[[ Supplied records open ]]

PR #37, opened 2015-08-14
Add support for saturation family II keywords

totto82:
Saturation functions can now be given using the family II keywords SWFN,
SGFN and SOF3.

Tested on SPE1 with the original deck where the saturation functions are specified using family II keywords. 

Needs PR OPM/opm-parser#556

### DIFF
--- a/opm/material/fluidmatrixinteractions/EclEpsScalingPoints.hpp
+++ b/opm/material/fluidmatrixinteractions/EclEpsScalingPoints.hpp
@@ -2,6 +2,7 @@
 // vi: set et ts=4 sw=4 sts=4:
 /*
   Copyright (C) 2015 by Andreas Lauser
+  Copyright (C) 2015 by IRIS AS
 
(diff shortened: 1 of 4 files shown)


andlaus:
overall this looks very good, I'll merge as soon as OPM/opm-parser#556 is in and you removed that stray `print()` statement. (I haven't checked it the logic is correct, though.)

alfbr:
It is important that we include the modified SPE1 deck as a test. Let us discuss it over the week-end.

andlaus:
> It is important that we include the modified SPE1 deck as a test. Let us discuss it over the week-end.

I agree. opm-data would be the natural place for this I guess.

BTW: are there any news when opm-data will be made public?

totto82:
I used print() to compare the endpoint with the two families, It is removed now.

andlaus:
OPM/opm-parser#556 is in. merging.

[[ Supplied records closed ]]
[[ Supplied records open ]]

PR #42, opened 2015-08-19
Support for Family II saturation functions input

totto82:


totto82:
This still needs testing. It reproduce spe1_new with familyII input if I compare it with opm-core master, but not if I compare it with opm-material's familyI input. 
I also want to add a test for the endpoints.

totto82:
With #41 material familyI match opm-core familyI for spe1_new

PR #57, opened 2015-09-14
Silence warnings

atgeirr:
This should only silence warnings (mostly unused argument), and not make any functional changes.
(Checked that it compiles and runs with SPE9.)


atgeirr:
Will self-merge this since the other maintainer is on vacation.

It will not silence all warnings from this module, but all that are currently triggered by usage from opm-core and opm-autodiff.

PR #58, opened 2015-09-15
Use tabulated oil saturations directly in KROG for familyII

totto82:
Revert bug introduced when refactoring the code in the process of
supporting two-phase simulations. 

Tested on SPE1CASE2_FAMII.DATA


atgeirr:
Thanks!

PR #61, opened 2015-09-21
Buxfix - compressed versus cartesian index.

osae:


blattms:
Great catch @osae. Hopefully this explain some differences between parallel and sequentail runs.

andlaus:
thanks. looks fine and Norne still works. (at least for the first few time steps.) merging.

[[ Supplied records closed ]]

Lines to set down from above: the line with "PR #37, opened 2015-08-14", the line with "OPM/opm-parser#556 is in. merging.", and every line between, each exactly as written.

__Written answer__
PR #37, opened 2015-08-14
Add support for saturation family II keywords

totto82:
Saturation functions can now be given using the family II keywords SWFN,
SGFN and SOF3.

Tested on SPE1 with the original deck where the saturation functions are specified using family II keywords. 

Needs PR OPM/opm-parser#556

### DIFF
--- a/opm/material/fluidmatrixinteractions/EclEpsScalingPoints.hpp
+++ b/opm/material/fluidmatrixinteractions/EclEpsScalingPoints.hpp
@@ -2,6 +2,7 @@
 // vi: set et ts=4 sw=4 sts=4:
 /*
   Copyright (C) 2015 by Andreas Lauser
+  Copyright (C) 2015 by IRIS AS
 
(diff shortened: 1 of 4 files shown)


andlaus:
overall this looks very good, I'll merge as soon as OPM/opm-parser#556 is in and you removed that stray `print()` statement. (I haven't checked it the logic is correct, though.)

alfbr:
It is important that we include the modified SPE1 deck as a test. Let us discuss it over the week-end.

andlaus:
> It is important that we include the modified SPE1 deck as a test. Let us discuss it over the week-end.

I agree. opm-data would be the natural place for this I guess.

BTW: are there any news when opm-data will be made public?

totto82:
I used print() to compare the endpoint with the two families, It is removed now.

andlaus:
OPM/opm-parser#556 is in. merging.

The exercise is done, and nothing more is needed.